16. Ex. W. 18 is the order of appointment of the 1st respondent as a Shift Engineer, but, this order is not at all helpful on the question of the nature of duties to be performed by a Shift Engineer. According to the petitioner-management, the duties of the Shift Engineer are found enumerated in Ex. M. 52, which is described as 'Position-Description', 'Shift Engineer'. It sets out the functions, responsibilities, authority, and relationships of a Shift Engineer. Now, what is important to notice is that, this document, Ex. M. 52, was filed before the Labour Court at a very late stage; it was not produced while the 1st respondent (W.W. 1) ------ or his witness (W.W. 2) ------ were examined. Neither the 1st respondent nor W.W. 2 was confronted with Ex. M-52. It was produced for the first time on 24th January, 1984, during the examination of W.W. 1 it may be noticed that, the examination of the 1st respondent (W.W. 1) commenced on 20th October 1983, and closed on 4th January, 1984 i.e., it went on for a period of 2 1/2 months. During all this time, Ex. M. 52 was not produced; nor did the management take care to recall the 1st respondent to confront him with Ex. M. 52. It is equally relevant to notice in this behalf that, the 1st respondent had filed an application (I.A. No. 112/1983) as far back as 21st July, 1983, calling upon the management to produce certain documents, including :
'11. documents defining the duties of Shift Engineer, Utilities.'
In the counter filed in this I.A., the management merely stated that the request of the 1st respondent for production of several documents without stating their relevance, cannot be taken note of and that, unless the Labour Court so directs specifically, it will not be possible or practicable to produce the documents cited. In view of the above circumstances, the Labour Court was not prepared to place any reliance upon Ex. M. 52. It refused to act upon the said document, and observed :
'I hold that there is some force in the arguments advanced by the workman that this Ex. M. 52 is only invented for purpose of the case.' Another fact which is relevant in this behalf, and which has been referred to by the Labour Court, is that, though the 1st respondent called upon the management to produce the daily order-books to prove the nature of the duties performed by him, they were not produced, though their existence was admitted by M.W. 2 in his cross examination.

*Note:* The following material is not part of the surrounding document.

PR #263, opened 2024-07-19
Scc 4196/update location modal bug

charmingduchess:
## Ticket:

- JIRA ticket [SCC-4196](https://newyorkpubliclibrary.atlassian.net/browse/SCC-4196)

17. As against the above evidence, the management has examined M.Ws. 1 and 2, M.W. 1 stated that, under every Shift Superintendent, there are four Shift Engineers who work in rotating shifts and that, under Shift Engineers, there are several technicians and other workers. He stated that, Shift Engineers give detailed instructions to all the technicians working under them and control their activities, to ensure the desired output. He stated that the Shift Engineer has the authority to sanction leave to persons working under him and that, he allocates the work, goes round the different units to supervise and coordinate the work of all the units. He also stated that, the Shift Engineer marks the attendance and late-coming of the workers. In cross-examination, however he admitted that the 1st respondent never granted leave to any worker but only recommended therefor. He also admitted that the 1st respondent is not authorised to sign any cheques, nor to issue any charge-sheet to his subordinates. He stated that, along with the promotion order to a Shift Engineer they also give the job description of the Shift Engineer and the duties to be performed by him. He admitted that no shift Engineer was ever asked to conduct any domestic enquiry and that he cannot issue a charge sheet or memo to any worker, nor is he empowered to fill up any vacancy, nor can he take any policy decisions. As stated above, it was this witness who produced Ex. M. 52. Indeed, he asserted that Ex. M. 52 was furnished to the 1st respondent along with his promotion order and that, Ex. M. 52 was existing in the company right from the beginning. It is indeed curious at that it was not produced when the 1st respondent called for its production, nor was it produced during the period 2 1/2 months when the 1st respondent was in the witness-box.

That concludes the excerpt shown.